Ik neem nu voor mijn rug en zenuuwpijn 4 gr paracetamol per dag,s'avonds voor het slaapengaan 50mg redomex en 1/2temesta van 2,5 mg. Mag ik deze blijven nemen samen met Metanor? Ik heb dit gekregen van de pijnkliniek.
Bestaat metanor In verschillende mg? Of is het enkel in 100mg?

----------


## tarkus

waar is katadolon / metanor te verkrijgen ???? Schijnt dat het alleen in Portugal en Duitsland te koop is (en behoorlijk duur ook nog eens). In Belgie schijnt het alleen via een anesthesist (uza) te koop te zijn maar die neemt geen nieuwe patienten aan

----------


## veerle1

Ik kreeg ook Metanor voorgeschreven door de pijnkliniek van het UZA te Antwerpen. Ik denk dat het enkel in 100 mg te verkrijgen is en 60 capsules per doos, wel inderdaad vrij duur . Het zou mij verbazen dat de pijnkliniek van het UZA nieuwe patiënten in de kou laat staan. Er zal wel een lange wachttijd zijn. Professor Guy Hans , anesthesist en hoofd van de pijnkliniek is de vriendelijkste en beste dokter die ik ooit gehad heb!

----------


## dotito

@Veerle,

Is dat een goede dokter die professor, Guy Hans, ik leef ook al jaren met chronische pijn en had graag nog eens een andere opinion gehad. Ik ben ook patiënt in UZA in Edegem.

----------


## tarkus

@Veerle 

Harstikke bedankt voor je snelle informatie. Ik had namelijk al het uza gebeld maar ze nemen daar geen nieuwe patienten aan daar ze een tekort aan artsen hebben , bleek nu volgens de secretaresse. Heel vervelend daarbij is ook dat waarschijnlijk dit medicijn niet vergoed gaat worden door mijn verzekering, maar misschien dat er mbv de arts in hattingen duitsland (pijnkliniek) middels een voorschrift e.e.a. wel te regelen is

----------


## veerle1

> @Veerle,
> 
> Is dat een goede dokter die professor, Guy Hans, ik leef ook al jaren met chronische pijn en had graag nog eens een andere opinion gehad. Ik ben ook patiënt in UZA in Edegem.

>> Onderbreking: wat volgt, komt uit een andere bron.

PR #409, opened 2017-01-16
_stbt/control.py: Add "error" remote control 

drothlis:
It raises `RuntimeError` when the test script calls `stbt.press`.

If you don't want to use any of the built-in remote controls, this
allows you to catch unintended uses of `stbt.press` in your test script,
which would be silently ignored if you used the `none` remote control.


wmanley:
There's an argument for this becoming the default remote control too, but we can worry about this elsewhere.

PR #410, opened 2017-01-16
Change the default remote control to "error"

drothlis:
If your test calls `stbt.press` but you haven't configured a remote
control, it should fail noisily instead of silently swallowing the
keypress.


wmanley:
:+1:

PR #412, opened 2017-01-24
stbt lint: Catch astroid inference exceptions

drothlis:
I don't think this is a regression in v27 because we were using `infer`
for some of the checkers before then. Maybe it's a change in newer
astroid versions.

When you had an undefined variable, `stbt lint` would fail with the
following exception:

>   File "/libexec/stbt/_stbt/pylint_plugin.py", line 104, in _is_callable
>     for inferred in node.infer():
>   File "/lib/python2.7/site-packages/astroid/bases.py", line 302, in wrapped
>     for res in _func(node, context, **kwargs):
>   File "/lib/python2.7/site-packages/astroid/inference.py", line 84, in infer_name
>     raise exceptions.UnresolvableName(self.name)
> astroid.exceptions.UnresolvableName: <name of undefined variable>


drothlis:
Rebased onto master to fix conflict in release notes.

Issue #413, opened 2017-01-25
irnetbox.py does not support "double signals" config files


rinaldomerlo:
Files generated by RedRat irnetbox signal utility cannot be correctly parsed if they are of the "double signals" variety.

Ik vind dat de beste dokter van alle dokters die ik bezocht heb en dat zijn er veel hoor! Hij maakt veel tijd voor je, is zéér vriendelijk en doet zeker niet uit de hoogte ook al is hij professor. Hij is diegene die mij van m'n chronische pijn heeft kunnen verlossen. Spijtig genoeg mag ik van mijn neuroloog de medicatie (tijdelijk ?)niet meer nemen ten gevolge van een tremor (beven) tot we weten welke medicatie dit veroorzaakt.

----------


## veerle1

> @Veerle 
> 
> Harstikke bedankt voor je snelle informatie. Ik had namelijk al het uza gebeld maar ze nemen daar geen nieuwe patienten aan daar ze een tekort aan artsen hebben , bleek nu volgens de secretaresse. Heel vervelend daarbij is ook dat waarschijnlijk dit medicijn niet vergoed gaat worden door mijn verzekering, maar misschien dat er mbv de arts in hattingen duitsland (pijnkliniek) middels een voorschrift e.e.a. wel te regelen is


Metanor is ook te verkrijgen via het UZ in Gent . Misschien is dit een oplossing voor U ? Hopelijk raakt U snel gesteld !

----------


## dotito

@Veerle,

Hartelijk dank voor je reactie en dan zal ik er eens gauw werk van maken om een afspraak te maken. In ieder geval heel veel beterschap toegewenst!

----------


## tarkus

Ik kreeg van het uva dit antwoord:

Dit product kan niet afgeleverd worden aan Nederlanders gezien wij dit via een speciale vergunning importeren en dit geneesmiddel dus enkel voor Belgische patienten mogen afleveren. Ofwel dient een Nederlandse arts dit voor u te importeren ofwel dient de duitse arts dit voor u voor te schrijven vermits dit in Duitsland gecommercialiseerd wordt. 

jemig, wat een heisa

----------


## veerle1

Dat is een spijtige zaak , ik hoop dat ze je vlug op een andere manier kunnen verder helpen.

----------


## murdock

> Ik kreeg ook Metanor voorgeschreven door de pijnkliniek van het UZA te Antwerpen. Ik denk dat het enkel in 100 mg te verkrijgen is en 60 capsules per doos, wel inderdaad vrij duur . Het zou mij verbazen dat de pijnkliniek van het UZA nieuwe patiënten in de kou laat staan. Er zal wel een lange wachttijd zijn. Professor Guy Hans , anesthesist en hoofd van de pijnkliniek is de vriendelijkste en beste dokter die ik ooit gehad heb!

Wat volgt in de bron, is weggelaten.